Within the data that follows, set down exactly the lines from the one containing "- [x] In the" through the one containing "- Create new text", both ends included.

== Record extracts

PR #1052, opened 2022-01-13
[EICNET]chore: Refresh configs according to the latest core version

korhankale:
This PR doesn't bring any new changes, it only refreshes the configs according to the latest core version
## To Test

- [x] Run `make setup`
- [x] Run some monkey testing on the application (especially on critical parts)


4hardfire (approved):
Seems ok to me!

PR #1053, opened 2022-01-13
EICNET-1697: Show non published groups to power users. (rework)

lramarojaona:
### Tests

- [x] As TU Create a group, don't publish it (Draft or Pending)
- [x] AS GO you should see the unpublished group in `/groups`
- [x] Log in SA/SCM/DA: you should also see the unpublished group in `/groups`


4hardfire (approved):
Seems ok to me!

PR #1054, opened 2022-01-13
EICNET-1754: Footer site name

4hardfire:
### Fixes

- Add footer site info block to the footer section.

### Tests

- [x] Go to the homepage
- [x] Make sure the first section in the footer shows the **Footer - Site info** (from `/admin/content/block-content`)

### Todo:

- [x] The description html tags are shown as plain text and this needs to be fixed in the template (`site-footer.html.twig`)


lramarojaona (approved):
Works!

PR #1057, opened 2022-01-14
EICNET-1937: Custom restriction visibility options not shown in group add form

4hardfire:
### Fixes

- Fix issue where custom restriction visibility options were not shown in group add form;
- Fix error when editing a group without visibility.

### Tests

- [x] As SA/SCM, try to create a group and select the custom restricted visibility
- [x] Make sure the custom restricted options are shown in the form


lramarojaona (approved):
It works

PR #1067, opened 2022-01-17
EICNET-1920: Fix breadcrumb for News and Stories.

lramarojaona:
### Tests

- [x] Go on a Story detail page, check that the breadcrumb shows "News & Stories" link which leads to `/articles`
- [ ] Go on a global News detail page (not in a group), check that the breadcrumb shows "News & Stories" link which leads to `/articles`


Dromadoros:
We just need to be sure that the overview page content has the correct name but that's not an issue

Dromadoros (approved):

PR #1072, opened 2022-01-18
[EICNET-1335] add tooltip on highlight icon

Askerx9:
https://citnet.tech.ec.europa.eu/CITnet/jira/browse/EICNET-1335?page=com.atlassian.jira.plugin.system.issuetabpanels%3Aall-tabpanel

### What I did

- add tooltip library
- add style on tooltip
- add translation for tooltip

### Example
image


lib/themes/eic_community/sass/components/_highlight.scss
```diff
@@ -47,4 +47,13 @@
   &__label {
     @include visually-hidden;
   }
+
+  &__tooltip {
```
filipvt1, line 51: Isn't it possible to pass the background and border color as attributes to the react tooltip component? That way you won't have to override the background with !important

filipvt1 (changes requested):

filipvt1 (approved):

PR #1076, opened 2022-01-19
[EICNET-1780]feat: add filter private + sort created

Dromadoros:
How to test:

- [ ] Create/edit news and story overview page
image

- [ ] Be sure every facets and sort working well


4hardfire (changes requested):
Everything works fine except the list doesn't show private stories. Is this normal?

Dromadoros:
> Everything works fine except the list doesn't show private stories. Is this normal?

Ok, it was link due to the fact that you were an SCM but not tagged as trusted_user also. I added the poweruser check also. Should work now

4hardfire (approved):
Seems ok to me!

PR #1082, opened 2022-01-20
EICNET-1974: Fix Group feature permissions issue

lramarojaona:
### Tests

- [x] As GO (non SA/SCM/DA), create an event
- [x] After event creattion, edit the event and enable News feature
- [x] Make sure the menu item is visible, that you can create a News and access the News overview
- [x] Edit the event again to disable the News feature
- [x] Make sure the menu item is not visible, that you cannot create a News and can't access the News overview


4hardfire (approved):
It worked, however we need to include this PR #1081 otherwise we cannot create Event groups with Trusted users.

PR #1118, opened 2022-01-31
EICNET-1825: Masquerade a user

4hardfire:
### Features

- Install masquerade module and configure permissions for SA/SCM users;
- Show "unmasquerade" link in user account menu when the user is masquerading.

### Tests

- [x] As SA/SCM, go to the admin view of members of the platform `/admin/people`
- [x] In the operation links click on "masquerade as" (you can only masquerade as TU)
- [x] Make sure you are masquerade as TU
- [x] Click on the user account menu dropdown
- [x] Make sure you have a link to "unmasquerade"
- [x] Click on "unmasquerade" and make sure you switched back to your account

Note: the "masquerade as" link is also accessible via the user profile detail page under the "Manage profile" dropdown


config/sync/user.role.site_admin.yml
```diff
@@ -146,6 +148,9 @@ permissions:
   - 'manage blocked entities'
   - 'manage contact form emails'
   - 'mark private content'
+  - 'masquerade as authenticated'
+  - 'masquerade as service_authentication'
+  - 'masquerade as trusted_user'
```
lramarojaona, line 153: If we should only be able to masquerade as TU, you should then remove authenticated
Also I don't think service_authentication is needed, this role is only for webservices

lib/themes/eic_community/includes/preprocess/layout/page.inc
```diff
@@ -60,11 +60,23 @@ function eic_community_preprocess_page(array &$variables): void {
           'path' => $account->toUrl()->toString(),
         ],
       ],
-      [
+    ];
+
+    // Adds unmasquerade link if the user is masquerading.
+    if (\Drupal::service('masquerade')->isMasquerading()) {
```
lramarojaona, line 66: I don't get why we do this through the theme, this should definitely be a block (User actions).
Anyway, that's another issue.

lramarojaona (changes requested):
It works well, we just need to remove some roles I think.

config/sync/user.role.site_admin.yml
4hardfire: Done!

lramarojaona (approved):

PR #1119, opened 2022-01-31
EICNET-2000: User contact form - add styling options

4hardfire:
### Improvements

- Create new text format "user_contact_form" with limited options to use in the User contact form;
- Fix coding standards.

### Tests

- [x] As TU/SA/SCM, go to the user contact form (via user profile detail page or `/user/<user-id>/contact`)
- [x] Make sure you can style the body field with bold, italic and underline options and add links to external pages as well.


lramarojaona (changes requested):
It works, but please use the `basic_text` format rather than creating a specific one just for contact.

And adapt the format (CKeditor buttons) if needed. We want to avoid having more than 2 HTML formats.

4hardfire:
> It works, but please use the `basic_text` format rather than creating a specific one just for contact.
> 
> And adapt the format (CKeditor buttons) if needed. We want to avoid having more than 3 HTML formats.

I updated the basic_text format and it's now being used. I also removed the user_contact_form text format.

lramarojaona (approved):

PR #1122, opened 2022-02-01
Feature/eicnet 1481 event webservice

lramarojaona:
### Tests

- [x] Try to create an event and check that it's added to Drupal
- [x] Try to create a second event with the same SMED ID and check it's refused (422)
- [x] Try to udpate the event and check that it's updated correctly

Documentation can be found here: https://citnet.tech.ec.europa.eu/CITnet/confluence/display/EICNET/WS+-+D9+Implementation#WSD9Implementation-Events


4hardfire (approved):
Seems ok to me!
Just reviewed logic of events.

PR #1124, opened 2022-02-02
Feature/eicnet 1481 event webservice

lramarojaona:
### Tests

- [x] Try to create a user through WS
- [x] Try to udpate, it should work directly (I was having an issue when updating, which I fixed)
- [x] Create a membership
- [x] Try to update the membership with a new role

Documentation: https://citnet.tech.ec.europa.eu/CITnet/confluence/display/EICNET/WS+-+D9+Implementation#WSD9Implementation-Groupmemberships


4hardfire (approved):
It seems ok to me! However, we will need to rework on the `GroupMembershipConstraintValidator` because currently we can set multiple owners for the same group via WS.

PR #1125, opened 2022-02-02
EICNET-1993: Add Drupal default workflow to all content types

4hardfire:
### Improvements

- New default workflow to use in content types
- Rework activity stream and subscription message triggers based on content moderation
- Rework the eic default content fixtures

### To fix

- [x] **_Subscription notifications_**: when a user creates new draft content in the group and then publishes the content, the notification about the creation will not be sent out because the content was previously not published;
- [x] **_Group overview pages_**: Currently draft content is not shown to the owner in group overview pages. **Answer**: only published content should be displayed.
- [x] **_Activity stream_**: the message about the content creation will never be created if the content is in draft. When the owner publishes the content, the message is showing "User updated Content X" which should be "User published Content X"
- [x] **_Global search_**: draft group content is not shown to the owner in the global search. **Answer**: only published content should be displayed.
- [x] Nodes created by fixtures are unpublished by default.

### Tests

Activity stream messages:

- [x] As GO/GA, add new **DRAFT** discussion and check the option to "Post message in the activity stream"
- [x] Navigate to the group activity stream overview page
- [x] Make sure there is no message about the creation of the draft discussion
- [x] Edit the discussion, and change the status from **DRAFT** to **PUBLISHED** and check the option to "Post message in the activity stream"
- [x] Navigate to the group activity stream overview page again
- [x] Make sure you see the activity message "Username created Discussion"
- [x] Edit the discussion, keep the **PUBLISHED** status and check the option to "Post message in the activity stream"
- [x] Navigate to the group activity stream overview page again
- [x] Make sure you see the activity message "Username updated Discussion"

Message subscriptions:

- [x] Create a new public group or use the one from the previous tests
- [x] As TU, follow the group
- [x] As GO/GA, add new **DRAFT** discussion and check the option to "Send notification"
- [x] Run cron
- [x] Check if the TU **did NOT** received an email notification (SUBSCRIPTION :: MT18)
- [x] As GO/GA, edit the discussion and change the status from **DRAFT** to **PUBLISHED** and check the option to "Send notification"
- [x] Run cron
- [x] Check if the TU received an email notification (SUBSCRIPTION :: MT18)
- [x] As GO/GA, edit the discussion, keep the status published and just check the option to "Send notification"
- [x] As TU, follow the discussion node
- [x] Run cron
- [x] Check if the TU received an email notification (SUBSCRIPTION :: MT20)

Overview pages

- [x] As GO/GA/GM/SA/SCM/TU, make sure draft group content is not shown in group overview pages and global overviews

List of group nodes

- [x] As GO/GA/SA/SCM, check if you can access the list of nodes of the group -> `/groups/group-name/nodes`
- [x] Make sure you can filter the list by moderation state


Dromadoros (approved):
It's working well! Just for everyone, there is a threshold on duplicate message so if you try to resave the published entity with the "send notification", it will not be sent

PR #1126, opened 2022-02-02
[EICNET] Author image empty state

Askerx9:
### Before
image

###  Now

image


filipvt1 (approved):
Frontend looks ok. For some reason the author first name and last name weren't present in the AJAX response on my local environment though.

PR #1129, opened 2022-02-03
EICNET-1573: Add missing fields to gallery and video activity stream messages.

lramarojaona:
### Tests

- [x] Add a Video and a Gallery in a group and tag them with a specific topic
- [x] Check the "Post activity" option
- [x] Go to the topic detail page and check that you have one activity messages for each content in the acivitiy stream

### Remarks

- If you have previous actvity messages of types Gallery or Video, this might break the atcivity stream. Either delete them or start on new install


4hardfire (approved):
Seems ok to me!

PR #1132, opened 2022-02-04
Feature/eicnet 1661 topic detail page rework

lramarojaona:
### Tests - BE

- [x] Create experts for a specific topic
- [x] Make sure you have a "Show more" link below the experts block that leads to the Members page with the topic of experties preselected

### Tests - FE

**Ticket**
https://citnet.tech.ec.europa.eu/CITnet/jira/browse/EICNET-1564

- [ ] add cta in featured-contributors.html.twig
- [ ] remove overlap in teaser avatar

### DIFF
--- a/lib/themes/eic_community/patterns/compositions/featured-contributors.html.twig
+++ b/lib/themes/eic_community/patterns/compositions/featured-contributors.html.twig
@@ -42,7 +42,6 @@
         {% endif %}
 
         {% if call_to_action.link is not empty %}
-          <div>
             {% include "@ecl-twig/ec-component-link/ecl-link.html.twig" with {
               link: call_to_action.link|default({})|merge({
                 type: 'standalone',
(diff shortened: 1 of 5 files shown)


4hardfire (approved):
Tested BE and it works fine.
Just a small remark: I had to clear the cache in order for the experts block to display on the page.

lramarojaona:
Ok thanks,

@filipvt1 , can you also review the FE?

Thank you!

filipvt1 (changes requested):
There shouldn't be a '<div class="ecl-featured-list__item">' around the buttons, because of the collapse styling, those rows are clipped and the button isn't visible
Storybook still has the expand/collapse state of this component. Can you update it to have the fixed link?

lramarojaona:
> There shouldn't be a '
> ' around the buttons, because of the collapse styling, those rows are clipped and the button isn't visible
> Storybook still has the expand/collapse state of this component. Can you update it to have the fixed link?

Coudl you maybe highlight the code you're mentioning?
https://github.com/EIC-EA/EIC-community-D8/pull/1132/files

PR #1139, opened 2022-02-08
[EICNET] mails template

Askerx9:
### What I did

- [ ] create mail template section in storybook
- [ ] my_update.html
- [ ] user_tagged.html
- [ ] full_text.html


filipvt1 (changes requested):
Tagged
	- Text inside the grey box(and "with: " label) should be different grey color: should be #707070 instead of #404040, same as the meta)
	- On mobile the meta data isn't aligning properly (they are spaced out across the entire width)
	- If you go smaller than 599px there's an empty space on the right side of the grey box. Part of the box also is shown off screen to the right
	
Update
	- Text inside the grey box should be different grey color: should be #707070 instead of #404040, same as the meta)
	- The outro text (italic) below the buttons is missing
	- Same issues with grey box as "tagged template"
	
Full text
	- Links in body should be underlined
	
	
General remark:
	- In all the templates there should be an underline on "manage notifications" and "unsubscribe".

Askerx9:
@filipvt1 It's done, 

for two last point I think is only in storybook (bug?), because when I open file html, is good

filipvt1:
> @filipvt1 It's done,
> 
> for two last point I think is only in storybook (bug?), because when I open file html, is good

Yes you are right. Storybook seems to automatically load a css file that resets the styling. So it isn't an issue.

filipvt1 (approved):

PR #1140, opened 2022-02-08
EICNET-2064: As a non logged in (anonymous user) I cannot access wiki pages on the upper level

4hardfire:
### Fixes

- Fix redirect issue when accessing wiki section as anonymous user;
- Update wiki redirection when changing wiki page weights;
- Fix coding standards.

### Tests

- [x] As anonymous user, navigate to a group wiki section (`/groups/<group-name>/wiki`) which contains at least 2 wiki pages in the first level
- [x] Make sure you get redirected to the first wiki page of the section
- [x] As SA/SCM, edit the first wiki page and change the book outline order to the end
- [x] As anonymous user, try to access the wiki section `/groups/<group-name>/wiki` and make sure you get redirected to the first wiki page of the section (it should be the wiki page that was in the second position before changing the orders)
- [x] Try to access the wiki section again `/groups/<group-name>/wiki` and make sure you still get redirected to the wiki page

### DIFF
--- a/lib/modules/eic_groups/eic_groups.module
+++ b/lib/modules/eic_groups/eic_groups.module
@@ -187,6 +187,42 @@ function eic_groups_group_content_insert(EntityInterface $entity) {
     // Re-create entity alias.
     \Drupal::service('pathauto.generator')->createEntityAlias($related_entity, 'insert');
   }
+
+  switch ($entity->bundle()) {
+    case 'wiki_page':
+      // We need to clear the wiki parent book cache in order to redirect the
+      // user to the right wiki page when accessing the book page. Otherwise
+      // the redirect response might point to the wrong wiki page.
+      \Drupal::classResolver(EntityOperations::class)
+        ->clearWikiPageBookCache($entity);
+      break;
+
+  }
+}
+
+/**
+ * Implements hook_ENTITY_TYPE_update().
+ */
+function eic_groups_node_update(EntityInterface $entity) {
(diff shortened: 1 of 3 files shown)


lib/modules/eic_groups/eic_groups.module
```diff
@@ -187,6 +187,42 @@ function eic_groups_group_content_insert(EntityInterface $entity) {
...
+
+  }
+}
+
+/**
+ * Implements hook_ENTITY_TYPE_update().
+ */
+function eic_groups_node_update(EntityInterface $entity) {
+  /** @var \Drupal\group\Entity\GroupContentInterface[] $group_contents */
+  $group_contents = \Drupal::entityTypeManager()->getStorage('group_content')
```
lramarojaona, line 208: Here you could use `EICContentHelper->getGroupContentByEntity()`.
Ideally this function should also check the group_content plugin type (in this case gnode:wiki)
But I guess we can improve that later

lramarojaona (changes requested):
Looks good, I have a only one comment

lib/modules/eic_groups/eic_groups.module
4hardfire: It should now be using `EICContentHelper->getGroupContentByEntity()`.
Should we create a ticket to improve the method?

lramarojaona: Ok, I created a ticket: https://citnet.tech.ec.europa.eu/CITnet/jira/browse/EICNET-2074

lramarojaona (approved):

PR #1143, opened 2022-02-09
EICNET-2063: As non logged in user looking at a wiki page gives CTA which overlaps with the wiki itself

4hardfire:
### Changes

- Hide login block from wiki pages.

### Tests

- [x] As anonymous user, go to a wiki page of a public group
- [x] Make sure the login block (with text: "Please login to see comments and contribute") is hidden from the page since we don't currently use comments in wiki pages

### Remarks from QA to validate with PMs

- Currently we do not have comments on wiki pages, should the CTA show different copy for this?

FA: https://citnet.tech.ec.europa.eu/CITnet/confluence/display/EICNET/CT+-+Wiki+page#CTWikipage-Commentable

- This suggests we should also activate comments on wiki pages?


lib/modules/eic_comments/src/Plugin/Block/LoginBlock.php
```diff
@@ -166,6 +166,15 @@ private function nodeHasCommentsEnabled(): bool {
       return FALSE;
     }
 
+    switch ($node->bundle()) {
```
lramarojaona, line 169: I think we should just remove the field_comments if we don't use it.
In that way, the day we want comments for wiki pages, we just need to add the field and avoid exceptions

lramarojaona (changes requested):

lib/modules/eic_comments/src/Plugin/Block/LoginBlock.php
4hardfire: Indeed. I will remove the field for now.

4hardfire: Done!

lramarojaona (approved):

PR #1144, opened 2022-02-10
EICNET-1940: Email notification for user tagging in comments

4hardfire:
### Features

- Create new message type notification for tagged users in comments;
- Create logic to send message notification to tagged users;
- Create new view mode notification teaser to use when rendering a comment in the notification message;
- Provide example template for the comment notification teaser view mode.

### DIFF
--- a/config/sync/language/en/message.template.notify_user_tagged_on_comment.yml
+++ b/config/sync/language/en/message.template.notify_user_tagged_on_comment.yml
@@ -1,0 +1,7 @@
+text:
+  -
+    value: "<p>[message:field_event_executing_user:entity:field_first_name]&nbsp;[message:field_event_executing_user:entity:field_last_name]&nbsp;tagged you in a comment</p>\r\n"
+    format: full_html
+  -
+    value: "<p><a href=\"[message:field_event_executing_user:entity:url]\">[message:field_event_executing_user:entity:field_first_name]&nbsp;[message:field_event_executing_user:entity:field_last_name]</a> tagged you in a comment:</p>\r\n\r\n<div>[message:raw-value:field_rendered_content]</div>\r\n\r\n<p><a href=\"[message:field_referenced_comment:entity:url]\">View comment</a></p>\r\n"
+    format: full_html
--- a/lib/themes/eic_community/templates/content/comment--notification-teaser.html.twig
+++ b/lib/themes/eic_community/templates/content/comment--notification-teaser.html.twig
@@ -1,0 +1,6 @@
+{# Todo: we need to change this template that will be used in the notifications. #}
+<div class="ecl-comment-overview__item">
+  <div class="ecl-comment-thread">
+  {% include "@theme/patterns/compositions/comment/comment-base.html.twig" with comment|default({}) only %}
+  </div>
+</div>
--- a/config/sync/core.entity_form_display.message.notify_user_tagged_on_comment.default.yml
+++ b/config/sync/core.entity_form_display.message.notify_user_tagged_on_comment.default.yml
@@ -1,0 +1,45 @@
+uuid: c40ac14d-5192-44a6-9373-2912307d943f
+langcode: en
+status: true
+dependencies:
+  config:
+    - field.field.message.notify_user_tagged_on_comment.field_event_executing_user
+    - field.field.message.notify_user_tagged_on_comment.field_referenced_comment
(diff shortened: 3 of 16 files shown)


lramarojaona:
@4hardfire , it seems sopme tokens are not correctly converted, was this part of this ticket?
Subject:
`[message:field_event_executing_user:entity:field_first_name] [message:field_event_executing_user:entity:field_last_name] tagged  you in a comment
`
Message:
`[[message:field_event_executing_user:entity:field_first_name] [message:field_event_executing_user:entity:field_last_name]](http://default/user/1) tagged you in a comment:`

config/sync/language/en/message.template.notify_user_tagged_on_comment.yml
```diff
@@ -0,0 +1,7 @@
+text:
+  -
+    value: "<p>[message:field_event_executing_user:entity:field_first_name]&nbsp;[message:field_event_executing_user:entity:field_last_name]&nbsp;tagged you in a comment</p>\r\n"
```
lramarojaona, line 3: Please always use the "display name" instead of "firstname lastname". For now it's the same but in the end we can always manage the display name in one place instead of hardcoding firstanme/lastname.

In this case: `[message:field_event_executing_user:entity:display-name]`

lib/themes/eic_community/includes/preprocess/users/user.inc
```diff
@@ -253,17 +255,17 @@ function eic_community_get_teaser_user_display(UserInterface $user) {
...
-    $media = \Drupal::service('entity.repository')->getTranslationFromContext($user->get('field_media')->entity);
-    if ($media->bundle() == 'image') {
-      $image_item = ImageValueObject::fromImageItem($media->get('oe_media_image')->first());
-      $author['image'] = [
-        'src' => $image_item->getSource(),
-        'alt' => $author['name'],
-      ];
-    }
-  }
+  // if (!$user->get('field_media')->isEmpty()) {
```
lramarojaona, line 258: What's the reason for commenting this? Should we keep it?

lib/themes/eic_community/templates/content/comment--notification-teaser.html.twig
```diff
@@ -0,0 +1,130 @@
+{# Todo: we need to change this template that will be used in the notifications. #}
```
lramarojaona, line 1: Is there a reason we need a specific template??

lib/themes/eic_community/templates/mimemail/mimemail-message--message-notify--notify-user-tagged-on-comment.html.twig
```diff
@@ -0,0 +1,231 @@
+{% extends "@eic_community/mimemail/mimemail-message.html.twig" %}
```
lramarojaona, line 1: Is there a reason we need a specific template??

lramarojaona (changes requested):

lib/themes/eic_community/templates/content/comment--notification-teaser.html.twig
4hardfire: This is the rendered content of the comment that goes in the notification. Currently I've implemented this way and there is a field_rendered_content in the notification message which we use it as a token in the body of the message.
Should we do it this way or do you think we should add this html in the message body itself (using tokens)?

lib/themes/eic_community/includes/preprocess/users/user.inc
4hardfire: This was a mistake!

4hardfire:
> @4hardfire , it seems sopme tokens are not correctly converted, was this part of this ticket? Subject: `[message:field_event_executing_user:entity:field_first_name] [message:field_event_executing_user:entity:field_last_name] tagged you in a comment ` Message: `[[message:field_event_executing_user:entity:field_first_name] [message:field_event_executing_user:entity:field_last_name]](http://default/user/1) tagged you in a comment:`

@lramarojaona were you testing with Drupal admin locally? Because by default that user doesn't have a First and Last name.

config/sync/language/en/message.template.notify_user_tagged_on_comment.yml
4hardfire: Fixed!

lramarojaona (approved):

====

— Answer box —
- [x] In the operation links click on "masquerade as" (you can only masquerade as TU)
- [x] Make sure you are masquerade as TU
- [x] Click on the user account menu dropdown
- [x] Make sure you have a link to "unmasquerade"
- [x] Click on "unmasquerade" and make sure you switched back to your account

Note: the "masquerade as" link is also accessible via the user profile detail page under the "Manage profile" dropdown


config/sync/user.role.site_admin.yml
```diff
@@ -146,6 +148,9 @@ permissions:
   - 'manage blocked entities'
   - 'manage contact form emails'
   - 'mark private content'
+  - 'masquerade as authenticated'
+  - 'masquerade as service_authentication'
+  - 'masquerade as trusted_user'
```
lramarojaona, line 153: If we should only be able to masquerade as TU, you should then remove authenticated
Also I don't think service_authentication is needed, this role is only for webservices

lib/themes/eic_community/includes/preprocess/layout/page.inc
```diff
@@ -60,11 +60,23 @@ function eic_community_preprocess_page(array &$variables): void {
           'path' => $account->toUrl()->toString(),
         ],
       ],
-      [
+    ];
+
+    // Adds unmasquerade link if the user is masquerading.
+    if (\Drupal::service('masquerade')->isMasquerading()) {
```
lramarojaona, line 66: I don't get why we do this through the theme, this should definitely be a block (User actions).
Anyway, that's another issue.

lramarojaona (changes requested):
It works well, we just need to remove some roles I think.

config/sync/user.role.site_admin.yml
4hardfire: Done!

lramarojaona (approved):

PR #1119, opened 2022-01-31
EICNET-2000: User contact form - add styling options

4hardfire:
### Improvements

- Create new text format "user_contact_form" with limited options to use in the User contact form;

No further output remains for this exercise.